The ever famous "sanding bar"... 11" I've got a few with different
grades of paper, and a few different lengths, this is the one I prefer
for this size work though.
I didn't mention either that I'm using mostly CA on this plane, the engine-mount area, and wing-joint will be done with 30min epoxy, as well as mounting the rear stabs... but medium CA is working great in this climate..
And Pic #2. is my best friend today... if you don't have one of these I highly suggest it as a next tool for building. It picked up my production immensely. I got this at HarborFreight many years ago at one of thier sales for about $40. What used to take hours sometimes, now takes literally seconds.. and what it doesn't do, the bar-sander picks up for near perfect fits.
I'm pumped to get the covering on already..this thing's screaming graphics to me.. ahh.. I've got a ways yet..although its going much quicker then I thought.. I'm working on the rear stab/elevator.. will have some more pics in a while...
I'd forgotten how much I enjoy building really.. life's good.
|Mar 09, 2011, 09:00 PM|
I can see if this plane were going to be electric, I could probably rethink alot of the structure, as there's nowhere near the vibration with electric power... but I'm just thinking full on HOT DOGGER!!.. haha.. its been a while since I've had a hot-dogger.. and this little plane with a .45 or .46 is just the ticket. I think there's just enough there to hold onto that engine..
I almost didn't build it, and was going to start another one, but I caught a few of these Dazzlers on YouTube and they were just too cool... and someone at my club had the TowerHobbies Uproar flying a few days back..which is a very similar plane.. they look like they fly pretty light anyways... We'll know in a few weeks hopefully..

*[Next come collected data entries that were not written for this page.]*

PR #1872, opened 2026-04-12
feat(alter): populate missing steps for incomplete packages

saturn-dbeal:
## Summary

Allows `cannon alter` to work on packages that have not been fully generated, gated behind a `--populate-missing` flag.

## Problem

It was impossible to alter a cannon package that had not been fully generated/built. Missing subpackages or step definitions would cause errors, blocking workflows that needed to import or modify partial deployments.

### New flag: `--populate-missing`

All new behaviors are gated behind this flag. Without it, the default strict behavior is preserved (typos and missing steps throw errors).

### With `--populate-missing` enabled:

**Subpackage auto-population:**
- Missing subpkg steps are auto-populated with a SKIP hash instead of throwing
- Allows traversing into subpackages that were never built

**Import command improvements:**
- `getConfig` and `getPackageRef` are wrapped in try/catch to handle missing step definitions
- When a step is not in the def, a minimal config is synthesized from transaction receipts (targets + empty ABI)
- Imported artifacts for unresolved steps are recorded with a SKIP hash

### Unconditional fixes:
- `restoreMisc` calls are now guarded with `miscUrl` existence check (prevents errors on packages without misc data)

## Test Plan
- Test `alter import` on a package with missing step definitions using `--populate-missing`
- Test `alter` with subpackages using `--populate-missing`
- Verify default behavior without flag still throws on missing steps/subpkgs
- Test `restoreMisc` guard on packages without miscUrl

### DIFF
--- a/packages/cli/src/commands/alter.ts
+++ b/packages/cli/src/commands/alter.ts
@@ -89,9 +89,7 @@ export async function alter(
     if (!parentDeployInfo?.state[pathItem]) {
       if (!populateMissing) {
         throw new Error(
-          'subpkg path name not found: ' +
-            pathItem +
-            '. Use --populate-missing to auto-populate missing subpackages.'
+          'subpkg path name not found: ' + pathItem + '. Use --populate-missing to auto-populate missing subpackages.'
         );
       }
       debug('auto-populating missing subpkg', pathItem);
@@ -101,7 +99,7 @@ export async function alter(
         hash: 'SKIP' as const,
         version: BUILD_VERSION,
       };
-      startDeployInfo.push({ def: { name: '', version: '' }, state: {}, options: {} });
+      startDeployInfo.push({ def: { name: '', version: '' }, state: {}, options: {} } as DeploymentInfo);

Still working on rear-stab area.. I'll be back..
|Mar 09, 2011, 10:27 PM|
The elevtor/stab area...
Pic #1. is the rough cut of the frame, identical to what I did with the fin/rudder.
Pic #2. shows the short frame-member on the right is cut to size/angles and ready to glue. I use that to fabricate the short left frame-member pictured before I glue.
Pic #3. The main frame is glued. The gussets are ready to glue in. These are the inboard gussuts, theres also gussets at the tips which the next few pics will show.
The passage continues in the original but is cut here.